Burak Bayramli writes:
In this paper by Sunjin Ahn, Anoop Korattikara, and Max Welling and this paper by Welling and Yee Whye The, there are some arguments on big data and the use of MCMC. Both papers have suggested improvements to speed up MCMC computations. I was wondering what your thoughts were, especially on this paragraph:
When a dataset has a billion data-cases (as is not uncommon these days) MCMC algorithms will not even have generated a single (burn-in) sample when a clever learning algorithm based on stochastic gradients may already be making fairly good predictions. In fact, the intriguing results of Bottou and Bousquet (2008) seem to indicate that in terms of “number of bits learned per unit of computation”, an algorithm as simple as stochastic gradient descent is almost optimally efficient. We therefore argue that for Bayesian methods to remain useful in an age when the datasets grow at an exponential rate, they need to embrace the ideas of the stochastic optimization literature.”
My [Bayramli’s] argument against this is that Bayesian models are more expressive, and coupled with MCMC they allowed researchers to solve previously impossible problems. Performance issue can be solved in time, IMHO.
My reply:
I glanced at the papers only quickly but the general idea makes sense. I’ve thought for awhile that the Bayesian central limit theorem should allow efficient inference via data partitioning, but my only attempt was not particularly successful (which is why this 2005 paper with Zaiying Huang is unpublished; in fact I don’t even recall if we submitted it anywhere). So, just in general terms, I like what Ahn et al. are doing.
I also feel warmly about ideas of combining stochastic optimization with Hamiltonian dynamics and MCMC sampling, as this is what we are doing with Nuts.
Finally, it often seems that methodological advances come from solving applied problems that are in our way. I like the papers you link to because they appear to be motivated by new applications rather than being new methods applied to benchmark problems.
For people interested in another potential competitor to SGD-style computations while allowing large-scale Bayesian analysis, I would suggest searching for the ArXiv paper on stochastic variational inference by Hoffman et al.
The main problem from a Bayesian perspective of pure MAP estimates as produced by optimization algorithms such as stochastic gradient descent (or other optimization algorithms) is that the MAP estimate can be degenerate. For instance, even a normal mixture model that estimates variance (aka soft K-means in the machine learning literature) will devolve to zero-variance clusters. This paper is using SGD to get close to the posterior modes (which will be the MAP estimate in a unimodal problem such as non-hierarchical logistic regression), then transition to Langevin (aka one-step Hamiltonian Monte Carlo) to get both an estimate of the posterior mean and variance.

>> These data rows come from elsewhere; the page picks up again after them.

PR #6376, opened 2024-08-22
fix(web): pixel perfect UI implementation of clerk components

denis-kralj-novu:
## Video click through
https://www.loom.com/share/9758365347d14664897fd2e20e88f88e

## Org dropdown
image

## user menu dropdown
image

### Profile
image

### Security
image

### Organization
image

### Members
image

### Billing
image


apps/web/src/ee/clerk/pages/ManageAccountPage.css
```diff
@@ -0,0 +1,83 @@
...
+  padding: var(--semantic-paddings-popover-vertical, 24px) var(--semantic-paddings-popover-horisontal, 24px);
+  flex-direction: column;
+  align-items: flex-start;
+  gap: var(--semantic-margins-layout-PageTitleBottom, 24px);
+  flex: 1 0 0;
+  align-self: stretch;
+  border-radius: 12px;
+  background: var(--nv-colors-surface-panel-subsection);
+  overflow-y: auto;
+  /* TODO: these 2 are wrong, need to calculate based on available parent size */
```
denis-kralj-novu: Help needed, I don't know how to calculate this values below to be based on available space in parent

apps/web/src/ee/clerk/pages/ManageAccountPage.tsx
```diff
@@ -0,0 +1,149 @@
...
+    <Modal
+      opened
+      padding={8}
+      title={undefined}
+      onClose={() => {
+        navigate(ROUTES.WORKFLOWS);
+      }}
+      size="90%"
+    >
+      <>
```
SokratisVidros: This fragment can be removed.

apps/web/src/ee/clerk/pages/ManageAccountPage.css
```diff
@@ -0,0 +1,83 @@
+.mantine-Modal-modal {
+  border-radius: 12px;
```
SokratisVidros: @antonjoel82 do we have tokens or any other type of standards for border radius?

apps/web/src/ee/clerk/pages/ManageAccountPage.css
```diff
@@ -0,0 +1,83 @@
...
+  background-color: var(--nv-colors-surface-panel);
+  padding: 0px;
```
SokratisVidros:
```suggestion
  padding: 0;
```

apps/web/src/ee/clerk/pages/ManageAccountPage.css
```diff
@@ -0,0 +1,83 @@
...
+.mantine-Tabs-tabIcon>svg {
+  color: inherit;
+}
+
+.mantine-Tabs-tabLabel {
+  font-weight: inherit;
+  font-family: inherit;
+  font-size: inherit;
+  color: inherit;
+
```
SokratisVidros: Please remove the empty line.

apps/web/src/ee/clerk/pages/ManageAccountPage.tsx
```diff
@@ -0,0 +1,149 @@
+import './ManageAccountPage.css';
+import { OrganizationProfile, UserProfile } from '@clerk/clerk-react';
+import { useColorScheme } from '@novu/design-system';
+import { Modal, Tabs } from '@mantine/core';
```
SokratisVidros, line 2: This should be Mantine v5, right? Can we use Mantine 7?

apps/web/src/ee/clerk/pages/ManageAccountPage.css
SokratisVidros: If the parent is display: flex, does a height: 100% solve the issue? We can pair on this later today.

apps/web/src/ee/clerk/pages/ManageAccountPage.tsx
```diff
@@ -0,0 +1,149 @@
...
+      }}
+      size="90%"
+    >
+      <>
+        <Tabs value={tabValue} onTabChange={(value) => navigate(`/manage-account/${value}`)} orientation="vertical">
+          <Tabs.List>
+            <Tabs.Tab
+              disabled
+              value="title"
+              className={css({
```
SokratisVidros: I am confused with the addition of inline CSS. Mantine promotes css via React className but we also introduced a `ManageAccountPage.css` with BEM style classes. What was the reasoning behind this split?

SokratisVidros (changes requested):

apps/web/src/ee/clerk/pages/ManageAccountPage.tsx
denis-kralj-novu: yes, we use v5 within the dashboard project. We use v7 in novui, but I quickly came to realize that there would need to be some adjustments in this package to make it work the way we want and it took too much time off my plate. We can create a follow up task for this in the backlog.

apps/web/src/ee/clerk/pages/ManageAccountPage.tsx
denis-kralj-novu: This is a workaround to make one of the tabs look like the title. The tabs themselves have styles (the look of all other buttons) but I needed to override this particular one to be specific. I think I could give it a specific class name and then target that from the css file, wdyt?

SokratisVidros: That's an option. The addition of the .css file is a bit unexpected. If not mistaken in Mantine css in classname should be preferred.

apps/web/src/ee/clerk/pages/ManageAccountPage.css
denis-kralj-novu: Didn't work. I will ask Joel to help me with this

apps/web/src/ee/clerk/pages/ManageAccountPage.css
denis-kralj-novu: replaced with tokens

apps/web/src/ee/clerk/pages/ManageAccountPage.tsx
denis-kralj-novu: I've tried to move the definition to the .css file but it didn't work as expected. It will be another thing I will try to target with Joel

SokratisVidros (approved):

apps/web/src/ee/clerk/pages/ManageAccountPage.styles.ts
denis-kralj-novu, line 1: While not in line with the novui approach, this styling is done like this to quickly get clerk components to be aligned with our styles. 
I would fix this only in the future when we decide to invest in our own UI wrapper for the functionality exposed by these components. In that case, this would be thrown out anyway.

apps/web/src/ee/clerk/providers/ClerkProvider.tsx
denis-kralj-novu, line 1: While not in line with the novui approach, this styling is done like this to quickly get clerk components to be aligned with our styles. 
I would fix this only in the future when we decide to invest in our own UI wrapper for the functionality exposed by these components. In that case, this would be thrown out anyway.

apps/web/src/ee/clerk/providers/ClerkProvider.tsx
```diff
@@ -16,13 +16,166 @@ const CLERK_LOCALIZATION = {
       security: 'Access security',
     },
   },
-
+  organizationProfile: {
+    membersPage: {
+      requestsTab: { autoSuggestions: { headerTitle: '' } },
+      invitationsTab: { autoInvitations: { headerTitle: '' } },
+    },
```
denis-kralj-novu, line 23: This is done to hide links that break the flow of modals. The functionality is exposed in a dedicated space in a specific settings tab so it is just about hiding a small element on the UI that can cause the modal to break

apps/web/src/ee/clerk/pages/ManageAccountPage.styles.ts
```diff
@@ -0,0 +1,92 @@
...
+    backgroundColor: 'surface.panel !important',
+    padding: '0 !important',
+    width: '[90%] !important',
+    height: 'full !important',
+  }),
+  body: css({ height: 'full !important' }),
+  header: css({ marginBottom: '0 !important' }),
+  close: css({
+    position: 'fixed !important',
+    right: '[12px] !important',
```
antonjoel82:
```suggestion
    right: '75 !important',
```

apps/web/src/ee/clerk/pages/ManageAccountPage.styles.ts
```diff
@@ -0,0 +1,92 @@
...
+    top: '[10px] !important',
+    zIndex: '[2] !important',
+  }),
+};
+
+export const titleTab = css({
+  fontWeight: 'strong',
+  color: 'typography.text.main !important',
+  fontSize: 'x-large !important',
```
antonjoel82: ☑ **chore:** Use one of our numerical sizes or instead use a `Title` component to wrap the text‏

apps/web/src/ee/clerk/pages/ManageAccountPage.styles.ts
```diff
@@ -0,0 +1,92 @@
...
+  letterSpacing: '0',
+  lineHeight: '175',
+});
+
+export const normalTabStyle = css({
+  fontWeight: 'strong',
+  fontSize: '88 !important',
+  color: 'typography.text.secondary !important',
+  padding: '[8px 12px] !important',
+  margin: '[4px]',
```
antonjoel82:
```suggestion
  py: '50 !important',
  px: '75 !important',
  margin: '25',
```
Our spacing / dimension values work based on 16px / 1 rem as 100%, so the token for that is '100'. If you need 4px which is 0.25rem (or 25% of 1rem), then the value is `'25'`

apps/web/src/ee/clerk/pages/ManageAccountPage.styles.ts
```diff
@@ -0,0 +1,92 @@
...
+  border: 'unset !important',
+  borderRadius: '[4px] !important',
```
antonjoel82:
```suggestion
  borderRadius: '50 !important',
```
Radius is a little different and is based on 0.5rem as 100%. Check `radius.tokents.ts` for ref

A popular alternative is to use variational methods (algorithmically similar to EM after some analytical work up front), which provide approximations to posterior means and to posterior variance. I don’t know if anyone has worked on transitioning variational methods to full sampling (like Langevin or HMC).
Andrew often suggests doing something like this using point estimates (such as provided by Doug Bates’s LMER package) and then Metropolis steps after that. The problem with this approach is that LMER isn’t nearly as scalable as something like SGD.
A big practical issue with SGD is setting step size, to which it’s very sensitive (for the same reasons that HMC is so sensitive to step size).
The *real* problem with MAP from a Bayesian perspective is that there’s nothing especially Bayesian about a MAP estimate when it isn’t motivated by a 0-1 loss function. :)
Absolutely — point estimates of any kind are just approximations to full Bayes.